▶ Work order: How many lines below contain the string "ones"? Reply with the figure and no further words.

▶ Data in this exercise:
Issue #4883, opened 2022-04-28
Improved GitHub App error logs for duplicate keys


Richard-Hansen:
**Describe the bug**
If a user has GitHub Apps installed, but has a malformed `dockstore.yml` file with duplicate keys, the YAML is processed successfully, though not all workflows are discovered.

For example, the following `dockstore.yml` has duplicated the `workflows` YAML key:

```
version: 1.2
workflows:
   - subclass: WDL
     primaryDescriptorPath: /Dockstore.wdl
     
workflows:
   - subclass: WDL
     primaryDescriptorPath: /Dockstore2.wdl
```

Will result in the following successful GitHub Apps log message:
![](https://user-images.githubusercontent.com/36607471/165770084-4789ed73-ad55-435b-88da-7c8ceed1fc3b.png)

But will only discover the values under the second `workflows` key:
![](https://user-images.githubusercontent.com/36607471/165770371-f92a2e6e-04ab-47af-b85f-cad612937ae2.png)

It appears that the content under `workflows` is overwritten during the `dockstore.yml` parsing.

**To Reproduce**
(You can also take this repo commit:https://github.com/Richard-Hansen/dockstore-whalesay2/commit/8431c4b72f34899ad75dd68b68e6b93af86a125e)

1. Create a dockstore.yml file like the one shown above (Make sure it points to real workflow descriptors)
1. Make a commit to your repo with GitHub Apps
1. See the incorrectly-successful logs 

**Expected behavior**
A clear error should be shown, something like: `Duplicate key 'workflows' found`

**Additional context**
[Webservice](https://github.com/dockstore/dockstore/commits/b667562)

* b667562

[UI](https://github.com/dockstore/dockstore-ui2/commits/e93c345b)

* 2.9-33-ge93c345b

[Compose Setup](https://github.com/dockstore/compose_setup/commits/f0e7fcf)

* f0e7fcf

[Deploy](https://github.com/dockstore/dockstore-deploy/commits/c089fd4)

* 1.12.3-31-gc089fd4

galaxyParsingLambdaVersion: 0.0.7

┆Issue is synchronized with this [Jira Story](https://ucsc-cgl.atlassian.net/browse/DOCK-2159)
┆fixVersions: Dockstore 1.13
┆friendlyId: DOCK-2159
┆sprint: 92- T
┆taskType: Story

PR #5074, opened 2022-08-11
DOCK-2159: Handle duplicate keys in .dockstore.yml parse

svonworl:
**Description**
This PR changes the `.dockstore.yml` parsing code to throw when it encounters duplicate keys.  Prior to this change, the parser would successfully parse YAML containing duplicate keys, blithely assigning the value of a duplicate key to the last duplicate's value.

Relatively recently, we changed the github apps log UI to display error messages in "pre-formatted" form (fixed width font with CR/LF displayed), so I tweaked the code so that the full YAML parser error message, which includes lots of "pre-formatting", is now included, rather than an abbreviation.    For the duplicate key failure in the test, the error message looks like this: 

```
while constructing a mapping
 in 'string', line 1, column 1:
    version: 1.2
    ^
found duplicate key workflows
 in 'string', line 72, column 1:
    workflows: []
    ^
```

In the logs, it will be prefixed with the "error in .dockstore.yml" text.

Long term, we should create a single YAML/JSON parsing method and use it globally, so that all parts of the codebase can benefit from these types of enhancements.  However, that'll take substantially more effort, and, since we're trying to get 1.13 out the door, now is probably not the time.

**Issue**
https://ucsc-cgl.atlassian.net/browse/DOCK-2159 #4883

### DIFF
--- a/dockstore-common/src/main/java/io/dockstore/common/yaml/DockstoreYamlHelper.java
+++ b/dockstore-common/src/main/java/io/dockstore/common/yaml/DockstoreYamlHelper.java
@@ -30,6 +30,8 @@ import org.apache.commons.lang3.StringUtils;
 import org.apache.commons.text.similarity.LevenshteinDistance;
 import org.slf4j.Logger;
 import org.slf4j.LoggerFactory;
+import org.yaml.snakeyaml.DumperOptions;
+import org.yaml.snakeyaml.LoaderOptions;
 import org.yaml.snakeyaml.Yaml;
 import org.yaml.snakeyaml.constructor.Constructor;
 import org.yaml.snakeyaml.constructor.SafeConstructor;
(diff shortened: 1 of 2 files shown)


coverbeck (approved):

dockstore-common/src/main/java/io/dockstore/common/yaml/DockstoreYamlHelper.java
```diff
@@ -209,27 +211,18 @@ private static <T> T readContent(final String content, final Constructor constru
...
         } catch (Exception e) {
-            final String exceptionMsg = createExceptionMessage(e);
+            final String exceptionMsg = e.getMessage();
             LOG.error(ERROR_READING_DOCKSTORE_YML + exceptionMsg, e);
             throw new DockstoreYamlException(exceptionMsg);
         }
     }
 
-    private static String createExceptionMessage(Exception e) {
-        // For yaml ConstructorException, use `getProblem()`, which returns the line number, cause, and snippet.
```
denis-yuen, line 222: What was the explanation for `getProblem()` no longer being useful?

svonworl: We fixed the UI so that pre-formatted error messages weren't getting mangled when displayed, so now, we might as well display the whole error message, which includes the result of `getProblem()`.

denis-yuen (approved):

kathy-t (approved):

PR #5076, opened 2022-08-12
Removing BitBucket Tokens from non-bitbucket tests

fhembroff:
**Description**
This PR removes the BitBucket tokens from tests that do not require BitBucket, this ensures that BitBucket is not unnecessarily contacted.

There was also a few tests created that used BitBucket, so I have moved those tests into this BitBucket test file `BitBucketGeneralWorkflowIT.java`.

To ensure that this PR prevented all non-BitBucket tests from contacting BitBucket I deleted the BitBucket tokens and ran the job, as you can see [here](https://app.circleci.com/pipelines/github/dockstore/dockstore/8405/workflows/931ffc6b-e410-43b0-a360-41c4a375ef79) all the jobs passed except for the BitBucket job (as desired).

This PR implements the same changes that https://github.com/dockstore/dockstore-cli/pull/171 did.

**Issue**


dockstore-integration-testing/src/test/java/io/dockstore/common/CommonTestUtilities.java
```diff
@@ -175,16 +192,47 @@ private static String getDockstoreToken(TestingPostgres testingPostgres, String
...
+     *
+     *  @param testingPostgres reference to the testing instance of Postgres
+     * @throws Exception
+     */
+    public static void deleteBitBucketToken(TestingPostgres testingPostgres)  {
+        if (testingPostgres != null) {
+            LOG.info("Deleting BitBucket Token from Database");
+            testingPostgres.runUpdateStatement("delete from token where tokensource = 'bitbucket.org'");
+        } else {
+            LOG.info("testingPostgres is null");
```
fhembroff, line 206: A small number of tests have `testingPostgres = null`, so this check ensures that `testingPostgres.runUpdateStatement("delete from token where tokensource = 'bitbucket.org'");` is only run on databases that are not `null`.

I considered providing the option to have functions like `cleanStatePrivate1(...)` not require `testingPostgres`, although I fear that this option may lead to the BitBucket tokens being left in the database unintentionally.

svonworl (approved):

kathy-t (approved):

dockstore-integration-testing/src/test/java/io/dockstore/common/CommonTestUtilities.java
```diff
@@ -175,16 +192,47 @@ private static String getDockstoreToken(TestingPostgres testingPostgres, String
         return "Bearer " + (testingPostgres
                 .runSelectStatement("select content from token where tokensource='dockstore' and username= '" + username + "';", String.class));
     }
+    /**
+     * Deletes BitBucket Tokens from Database
+     *
+     * @param testingPostgres reference to the testing instance of Postgres
+     * @throws Exception
+     */
+    public static void deleteBitBucketToken(TestingPostgres testingPostgres)  {
```
denis-yuen, line 201: nitpick: think this can be private, at a glance look like this is only used in `CommonTestUtilities.java`

dockstore-integration-testing/src/test/java/io/dockstore/client/cli/BaseIT.java
```diff
@@ -350,6 +351,33 @@ protected static io.dockstore.openapi.client.ApiClient getAnonymousOpenAPIWebCli
         return client;
     }
 
+    protected static void verifyChecksumsAreSaved(List<Tag> tags) {
```
denis-yuen, line 354: If these are inherited, they should have javadoc
If I understand correctly, these probably came about because a test file got split into two versions, one with bitbucket and one without. It may be more clear to add an additional class. 

i.e. BaseIT is the base class for a new class that is the parent of BitbucketGeneralWorkflowIT and GeneralWorkflowIT since these methods are unlikely to be re-used elsewhere?

denis-yuen (approved):
two of the sonarcloud suggestions are worth doing for better test failure messages

coverbeck (approved):
Sorry my suggestion required so many changes :(

PR #5079, opened 2022-08-12
repair dockstore-cli failing nightly build

denis-yuen:
**Description**
Follow-up on cron failing issue. Looks like when some modules fail, the other ones were still getting uploaded putting some modules out-of-sync, breaking the dockstore-cli nightly build 
https://maven.apache.org/plugins/maven-deploy-plugin/deploy-mojo.html#deployatend

On merge, I'll need to delete all existing snapshot deploys so that future ones will be in sync

**Issue**
https://ucsc-cgl.atlassian.net/browse/SEAB-4477

### DIFF
--- a/pom.xml
+++ b/pom.xml
@@ -274,7 +274,7 @@
                     <version>2.8.2</version>
                     <configuration>
                         <uniqueVersion>false</uniqueVersion>
-                        <deployAtEnd>false</deployAtEnd>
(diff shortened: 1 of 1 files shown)


svonworl:
nChars--

svonworl (approved):

kathy-t (approved):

▶ Exercise answer: 2